On Friday, the Office of the Comptroller of the Currency (OCC), the agency within the U.S. Treasury Department that regulates national banks, announced it will begin accepting applications for special purpose national bank charters from financial technology firms.

Reception of this news has been generally positive, with industry organizations such as the Electronic Transactions Association and American Bankers Association issuing statements in support of such a charter.

But the early take on the news from industry insiders indicates that it is a mixed bag for individual companies. Applying for the charter may be either a smart move or a bad idea, depending on who you are and why you want it.

The public interest

For the industry, some say, the concept of a single body to oversee companies previously operating in a bit of a regulatory no-man’s-land is a welcome development that acknowledges the impact of this rapidly rising sector on consumers.

“The new fintech special purpose bank charter breaks new ground in the development of fintech,” said Holli Targan, attorney and chair of the Electronic Payments Group within the law firm Jaffe Raitt Heuer & Weiss. “It legitimizes the fintech business model by affirming that fintech companies are active and important participants in the delivery of financial services.”

Jeff Szyperski, CEO of Chesapeake Bank, a community bank in Williamsburg, Va., thinks this is a positive development for consumers. He said that he is encouraged that a regulator – particularly the OCC with its national oversight – is prepared to provide some supervision that will impose some of the requirements of the banking system, including consumer protection and financial inclusion, onto companies that are increasingly the ones delivering financial services to consumers.

“At the end of the day, if you’re looking for consistency in a product to a consumer that has adequate protections to it, I think this is a good thing.  If you’re customer-focused, this adds a little less volatility to the system,” Szyperski said.

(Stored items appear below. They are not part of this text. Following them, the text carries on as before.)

PR #2724, opened 2026-09-17
fix: preserve Python service parameter bindings

### LINKED ISSUE #2723: fix: generated Python service parameters omit accessors and lose column bindings
## Problem

A follow-up audit of microsoft/SynapseML#2722 found additional, reproducible Python/JVM parameter-contract gaps in AI-service transformers.

The classifier PR repairs `HasRawPredictionCol` exposure. These failures affect the shared `ServiceParam` generator and Python parameter bridge instead. They reproduce on master `1305587a4afe92d27c8e28894b90e38020252e04`, using newly generated Core/Cognitive wrappers and the matching compiled JVM classes on PySpark 3.5.0 and JDK 11. No Azure service request or credentials are needed.

### Missing or unusable accessors

```python
from synapse.ml.services.openai import OpenAIEmbedding
from synapse.ml.services.text import TextSentiment

embedding = OpenAIEmbedding(textCol="body")
embedding._java_obj.getTextCol()  # "body"
embedding.getTextCol()           # AttributeError: no getTextCol

OpenAIEmbedding().setDimensionsCol("embedding_size")
# Py4JError: the generated wrapper calls a JVM setDimensionsCol method
# that does not exist. The JVM supports the column through ServiceParam.

sentiment = TextSentiment().setText(["hello"])
sentiment._java_obj.getScalarParam("text").apply(0)  # "hello"
sentiment.getText()
# Py4JError: the generated wrapper calls a JVM getText method that does not exist.
```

In a speech Friday night at Georgetown University, Comptroller of the Currency Thomas J. Curry acknowledged the government’s interest in a field that is expanding to be a significant part of consumers’ lives. He said that the U.S. and U.K. combined now have more than 4,000 fintech companies, and that investment in fintech had skyrocketed, growing from $1.8 billion to $24 billion worldwide in only five years.

Curry outlined several reasons that the agency had decided to proceed with a special charter for these companies.

“First and foremost, we believe doing so is in the public interest,” he said. “Fintech companies hold great potential to expand financial inclusion, empower consumers, and help families and businesses take more control of their financial matters. Fintechs, while not without some risks, also can potentially deliver these products and services in a safer and more efficient manner.”

Advantages and disadvantages for fintech companies

While the OCC intends to provide some protection for consumers through this special purpose charter, it is not requiring fintech companies to seek it. So, should they? As is often the case, it depends. Companies will need to balance the benefits with both the initial and ongoing demands of working with a government regulator.

“There are a number of distinct advantages to obtaining a charter,” Targan said. “One is that chartered entities will answer primarily to a single regulator. Another is that companies that obtain a charter are more likely to attract investment capital.  But these will come at the price of a rigorous application and vetting process.”

Cliff Stanford, an attorney with law firm Alston & Bird who is advising clients regarding the charter, agrees.

“Not every fintech company will want to pursue this, given the upfront and ongoing costs (like holding capital), and the availability of alternatives that may be better suited, depending upon the business model,” he said.

The fact that the charter is a national one may prove appealing for some companies seeking to avoid a patchwork of state laws.

“It is true that national charters have the benefit of preemption of various state laws, but this preemption is not absolute, and some state laws (such as UDAP laws) may still apply,” Stanford said. “This is a complicated analysis. However, in particular, payments firms will seek to benefit as a ‘bank’ from the preemption of most state money transmitter laws, which are disparate and for which compliance is complicated and expensive.”

Abby Chaffat, deputy chief compliance officer at PF WePay, told PaymentFacilitator.com, “WePay is certainly interested in and will be keeping a close eye on how this proposal progresses. I can identify very tangible and immediate benefits for fin techs in the lending space who face state-by-state oversight, but we do not face these challenges.”

“WePay will be weighing the cost of getting ‘safety and soundness’ ready, which are really high costs, against the expected benefits of being a federally chartered bank. I imagine the OCC will adjust the current exam expectations to accommodate for the vastly different risk profile of a company like WePay versus that of a traditional banking institution. Those concessions will be a determining factor regarding whether we take advantage of this proposed charter,” she continued.

Targan encouraged companies interested in the charter to provide their input to the OCC during the comment period, calling it a “unique opportunity to influence the chartering process.”

A paper explaining the charter is available on the agency’s website. The OCC is accepting comments through January 15.